Cour de justice de l’Union européenne, le 21 décembre 2021, n°C-586/20

    Le 21 décembre 2021, la Cour de justice de l’Union européenne rejette un pourvoi portant sur la responsabilité non contractuelle de l’Union européenne. Une société spécialisée dans l’importation de produits biologiques conteste le refus d’un organisme de contrôle de lui délivrer des certificats d’inspection nécessaires. Ce litige naît de l’impossibilité de commercialiser des marchandises en raison de l’absence de validation par ce prestataire privé agissant dans un État tiers. La requérante engage une action en indemnité devant le Tribunal de l’Union européenne pour obtenir la réparation du dommage financier subi par son entreprise. Par un arrêt du 9 septembre 2020, les premiers juges rejettent cette demande en écartant toute faute imputable directement à l’institution défenderesse. La société demande l’annulation de cette décision en soutenant que l’administration doit répondre des manquements de l’organisme de contrôle qu’elle a agréé. Le juge doit déterminer si le comportement fautif d’une entité privée de certification peut être juridiquement attribué à l’institution lors d’un recours indemnitaire. La Cour décide que le comportement de cet organisme ne saurait être imputé à l’administration en l’absence de base légale prévoyant une telle attribution. L’analyse de cette décision impose d’examiner l’imputabilité de l’acte litigieux avant d’aborder les conditions strictes de la responsabilité pour une prétendue carence de surveillance.

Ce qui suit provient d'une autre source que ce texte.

PR #4458, opened 2022-12-02
Update pyinstaller to include modules under samcli dir as hidden imports

hawflau:

N/A

When we add modules under the "samcli" directory that's imported dynamically, it's easy to miss adding it into hidden imports in the pyinstaller script.

Now the hidden imports just include all modules under the samcli directory.

TBD - need to test the artifacts

#### Mandatory Checklist

- [x] Write/update unit tests
- [ ] `make pr` passes
- [ ] Write documentation


lucashuy (approved):

tests/unit/cli/test_pyinstaller_imports.py
```diff
@@ -22,3 +22,42 @@ def test_hook_not_contain_self_defined_command_packages(self):
 
         for name in command_package_names:
             self.assertNotIn(name, hidden_imports.SAM_CLI_HIDDEN_IMPORTS)
+
+    def test_hook_contain_all_samcli_hook_packages(self):
```
sriram-mv, line 26: How is this test passing? I understand the imports are done because of `walk_modules`, but how are the modules present within SAM_CLI_HIDDEN_IMPORTS

installer/pyinstaller/hidden_imports.py
```diff
@@ -1,8 +1,31 @@
...
-SAM_CLI_HIDDEN_IMPORTS = _SAM_CLI_COMMAND_PACKAGES + [
-    # terraform hook
-    "samcli.hook_packages.terraform",
+
+class HasPathAndName(Protocol):
+    __path__: str
+    __name__: str
+
+
+def walk_modules(module: HasPathAndName, visited: set) -> None:
```
mndeveci, line 12: Just wondering, do we need to change anything in the hooks, or this should play well with what we already have there? https://github.com/aws/aws-sam-cli/blob/develop/installer/pyinstaller/hook-samcli.py#L10

qingchm:
Taking over this PR to test on these changes and addressing the comments

tests/unit/cli/test_pyinstaller_imports.py
qingchm: @sriram-mv it's the logic here: SAM_CLI_HIDDEN_IMPORTS = list(samcli_modules) + [...other imports]

qingchm: Every walked module will be in the list samcli_modules

installer/pyinstaller/hidden_imports.py
qingchm: Good question, this is how I understand it: for py files that are used as data files (never got statically or dynamic imported), it doesn't add any value by walking through them and adding to hidden packages (we tested this before), only when we add them as data files they will work as expected. So for any module-only additions they will go into the hidden imports. But for any terraform like projects that have also py files as data files, we still need to manually add them in hook-samcli.py as data files. Any miss in that would cause pyInstaller products to miss files. So data import and the walk through logic doesn't conflict, but we do still have this manual need to update data files with code packages automatically included

mndeveci (approved):
LGTM! Let's test changes with generated pyinstaller binaries and confirm there are no side effects.

installer/pyinstaller/hidden_imports.py
```diff
@@ -1,8 +1,31 @@
...
+            submodule = __import__(pkg.name)
+            submodule = cast(HasPathAndName, submodule)
+            walk_modules(submodule, visited)
+
+samcli_modules = set(["samcli"])
+samcli = __import__("samcli")
+samcli = cast(HasPathAndName, samcli)
+walk_modules(samcli, samcli_modules)
+
+SAM_CLI_HIDDEN_IMPORTS = list(samcli_modules) + [
```
qingchm, line 28: Raised one concern which is performance, as we know even if we only specify the parent module, the pyinstaller will also automatically pick up everything under it. Now this walking logic adds all the sub modules as separate packages, I am afraid this will create exponentially more iterations for PyInstaller. But with testing we know now this change **does not** make the PyInstaller build process slower. Just commenting on here to address similar concerns

qingchm (approved):

PR #4462, opened 2022-12-06
fix: change permissions on package universally

sriram-mv:
* Remove chance of deployment failure due to wrong permissions on zip packaging.

* To address https://aws.amazon.com/premiumsupport/knowledge-center/lambda-deployment-package-errors/

* Changes permissions more universally such that AWS Lambda is able to invoke the handler.

* Potential side affect of escalation of privileges of files to be zipped.

#### Mandatory Checklist

- [x] Write/update unit tests
- [ ] `make pr` passes
- [ ] Write documentation


samcli/lib/package/utils.py
```diff
@@ -242,24 +242,32 @@ def make_zip(file_name, source_root):
...
-                            # Set host OS to Unix
-                            info.create_system = 3
-                            zf.writestr(info, file_bytes, compress_type=compression_type)
-                    else:
-                        zf.write(full_path, relative_path)
+                    # NOTE(sriram-mv): Keeping windows check AS-IS and setting permissions to 755,
+                    # since changing it overall would mean a regression in the file permissions.
+                    # This should be done after DUE DELIBERATION. Ideally there should only
+                    # be ONE way to zip up contents regardless of the OS.
+                    with open(full_path, "rb") as data:
```
sriram-mv, line 249: Should this be generic for just `Lambda` permissions?

samcli/lib/package/utils.py
```diff
@@ -166,9 +168,14 @@ def upload_local_artifacts(
...
 
-    # Or, pointing to a folder. Zip the folder and upload
+    # Or, pointing to a folder. Zip the folder and upload (zip_method is changed based on resource type)
     if is_local_folder(local_path):
-        return zip_and_upload(local_path, uploader, extension)
+        return zip_and_upload(
+            local_path,
+            uploader,
+            extension,
+            zip_method=make_zip_with_lambda_permissions if resource_id in LAMBDA_LOCAL_RESOURCES else make_zip,
```
sriram-mv, line 177: added a check on just lambda specific resources.

tests/unit/lib/package/test_artifact_exporter.py
```diff
@@ -1636,6 +1661,46 @@ def test_make_zip_windows(self, mock_system):
...
+                for info in zf.infolist():
+                    files_in_zip.add(info.filename)
+                    permission_bits = (info.external_attr & external_attr_mask) >> 16
+                    if not platform.system().lower() == "windows":
+                        if info.is_dir():
+                            self.assertEqual(permission_bits, 0o100755)
+                        else:
+                            self.assertEqual(permission_bits, 0o100644)
+                    else:
+                        self.assertEqual(permission_bits, 0o100755)
```
jfuss, line 1695: I might be miss reading this but looks like if you are not on windows, all permissions are 755? Shouldn't there be a directory vs file check here too?

tests/unit/lib/package/test_artifact_exporter.py
```diff
@@ -1636,6 +1661,46 @@ def test_make_zip_windows(self, mock_system):
                 os.remove(zipfile_name)
             test_file_creator.remove_all()
 
+    def test_make_zip_lambda_resources(self):
```
jfuss, line 1664: Can we have tests that verify each resource we are doing this to and another one for the unsupported ones? I would rather over test this to ensure no escalation for resources we don't intend too (now and the future).

At the same note, Can we have a test that also verifies local permissions are not escalated? The code looks correct to me but just want to have a good suite of tests surrounding this change.

jfuss (changes requested):

tests/unit/lib/package/test_artifact_exporter.py
sriram-mv: I have kept the permissions as-is because of the previous change increased the permissions overall, it did not matter if it was a directory or a file.

tests/unit/lib/package/test_artifact_exporter.py
sriram-mv: For every lambda resource: https://github.com/aws/aws-sam-cli/pull/4462/files#diff-756169fa4653144117b5d40b30eb21a08c4b4a19ab93d0029a0d69afa2e9a692R342 we test that we are only ever hitting `make_zip_with_lambda_permissions`

jfuss (approved):

samcli/lib/package/utils.py
```diff
@@ -242,28 +255,47 @@ def make_zip(file_name, source_root):
...
-                            # https://github.com/aws/aws-sam-cli/pull/2193#discussion_r513110608
-                            # Changed to 0755 due to a regression in https://github.com/aws/aws-sam-cli/issues/2344
-                            # Mimicking Unix permission bits and recommanded permission bits
-                            # in the Lambda Trouble Shooting Docs
-                            info.external_attr = 0o100755 << 16
                             # Set host OS to Unix
                             info.create_system = 3
+                            info.external_attr = (
+                                0o100755 << 16
+                                if platform.system().lower() == "windows"
```
mndeveci, line 274: Do we still need this **if windows** statement, given that we are already calling this with `755` permissions for windows at line 294?

mndeveci (approved):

I. Le rejet de l’imputabilité des actes d’un organisme privé à l’Union

A. Une mission de contrôle exercée de manière autonome par l’organisme tiers     La Cour précise que les organismes chargés de la certification biologique dans les pays tiers agissent selon un cadre réglementaire spécifique et technique. Elle souligne que « le comportement d’un organisme de contrôle ne saurait être imputé » à l’institution car celle-ci n’exerce aucune instruction directe. Le contrôle biologique ne constitue pas une fonction publique transférée mais une activité déléguée à des prestataires choisis pour leur expertise de terrain. Cette autonomie fonctionnelle interdit de considérer le prestataire comme un simple agent administratif agissant pour le compte exclusif de l’Union.

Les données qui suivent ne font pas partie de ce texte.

PR #4469, opened 2022-12-08
chore: Update Closed Stale Issues Github Action

jfuss:
None

To reduce the load on maintainers, we will close stale issues. This keeps lingering issues to a minimum and gives maintainers better view of the repo state.

GHA will run daily, and look for stale issues. If a stale issue is found and does not have an exempt label, it will be marked "stale". Once the issue is in a stale state, it will be closed after a determined about of time (see config).

This will not closed except labels, issues with 1 or more reactions, and issues that have been recently commented on. 

This will close issues and mark them stale but should be done only after a maintainer responses first (and removes one of the exempt labels set by default). If there are issues, the issues can always be reopen, making this not something we are locked into and can get around.

#### Mandatory Checklist

- [ ] Write/update unit tests
- [ ] `make pr` passes
- [ ] Write documentation

### DIFF
--- a/.github/workflows/close-stale-issues.yml
+++ b/.github/workflows/close-stale-issues.yml
@@ -54,4 +54,4 @@ jobs:
         repo-token: ${{ secrets.GITHUB_TOKEN }}
         loglevel: DEBUG
         # Set dry-run to true to not perform label or close actions.
-        # dry-run: true
+        dry-run: true
--- a/.github/workflows/close-stale-issues.yml
+++ b/.github/workflows/close-stale-issues.yml
@@ -30,10 +30,10 @@ jobs:
           If you want to keep this issue open, please leave a comment below and auto-close will be canceled.
 
         # These labels are required
-        stale-issue-label: blocked/close-if-inactive
-        exempt-issue-labels: no-autoclose, stage/needs-attention, type/feature, stage/needs-triage, type/bug, stage/needs-investigation 
+        stale-issue-label: type/stale
+        exempt-issue-labels: no-autoclose, stage/needs-attention, type/feature, stage/needs-triage, type/bug, stage/needs-investigation, maintainer/need-followup, maintainer/need-response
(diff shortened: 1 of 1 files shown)


.github/workflows/close-stale-issues.yml
```diff
@@ -29,9 +31,9 @@ jobs:
 
         # These labels are required
         stale-issue-label: blocked/close-if-inactive
```
mndeveci, line 33: Should we add [blocked/more-info-needed](https://github.com/aws/aws-sam-cli/labels/blocked%2Fmore-info-needed) label as well? Assuming we asked for more information which wasn't provided for certain time period.

.github/workflows/close-stale-issues.yml
```diff
@@ -29,9 +31,9 @@ jobs:
...
-        exempt-issue-labels: no-autoclose, stage/needs-attention
+        exempt-issue-labels: no-autoclose, stage/needs-attention, type/feature, stage/needs-triage, type/bug, stage/needs-investigation
```
mndeveci, line 34: Should we include;
- [maintainer/need-followup](https://github.com/aws/aws-sam-cli/labels/maintainer%2Fneed-followup)
- [maintainer/need-response](https://github.com/aws/aws-sam-cli/labels/maintainer%2Fneed-response)

.github/workflows/close-stale-issues.yml
mndeveci: And also, [type/duplicate](https://github.com/aws/aws-sam-cli/labels/type%2Fduplicate) (which has 0 issues now but...)

jfuss: `stale-issue-label` gets added to the issues once it becomes "stale". I would prefer not to overload this too much and instead have a different label for stale-ness. So I will update this with a different label to signal the difference.

mndeveci (approved):

sriram-mv (approved):

PR #4470, opened 2022-12-09
ci: validate hidden imports during unit & integration tests

mndeveci:
N/A

If dynamic imports are used but missed in pyinstaller hidden imports configuration, it will create issues with installers that is created with pyinstaller.

If `sam` is executed in development mode (`samdev`) it replaces `import_module` with a proxy method which will analyze every dynamic import and make sure that it is defined in hidden imports.

It shouldn't make any change for `sam` and `sam-nightly` executables since proxy method is only attached if it is running as `samdev` (development mode). 

#### Mandatory Checklist

- [x] Write/update unit tests
- [x] `make pr` passes
- [ ] Write documentation


tests/unit/cli/test_import_module_proxy.py
```diff
@@ -0,0 +1,30 @@
...
+from parameterized import parameterized
+
+from samcli.cli import hidden_imports
+from samcli.cli.import_module_proxy import attach_import_module_proxy, MissingDynamicImportError
+
+
+class TestImportModuleProxy(TestCase):
+    @classmethod
+    def setUpClass(cls) -> None:
+        attach_import_module_proxy()
```
marekaiv, line 13: Do we need to have a "detach" and call it in teardown in order to ensure that subsequent unit tests are not importing through the proxy?  I'm not sure this is needed, and I'm also not sure whether unit tests are run in parallel by the same python interpreter which would also cause this concern.  The concern is that the proxy may interfere with tests that need to load classes not under `test`.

B. Le défaut de fondement juridique pour une attribution de responsabilité     Les juges estiment qu’aucune disposition du droit de l’Union ne permet d’imputer le comportement d’un organisme tiers à l’institution de façon automatique. L’arrêt affirme que l’attribution d’une telle conduite « impliquerait que le contrôle biologique soit transféré » à l’administration elle-même en tant que fonction publique. Cette interprétation rigoureuse protège l’institution contre les risques financiers liés aux défaillances potentielles de partenaires privés intervenant sur des marchés extérieurs difficiles. Au-delà de la question de l’imputation, la juridiction confirme les critères stricts régissant l’engagement de la responsabilité pour une prétendue carence de surveillance.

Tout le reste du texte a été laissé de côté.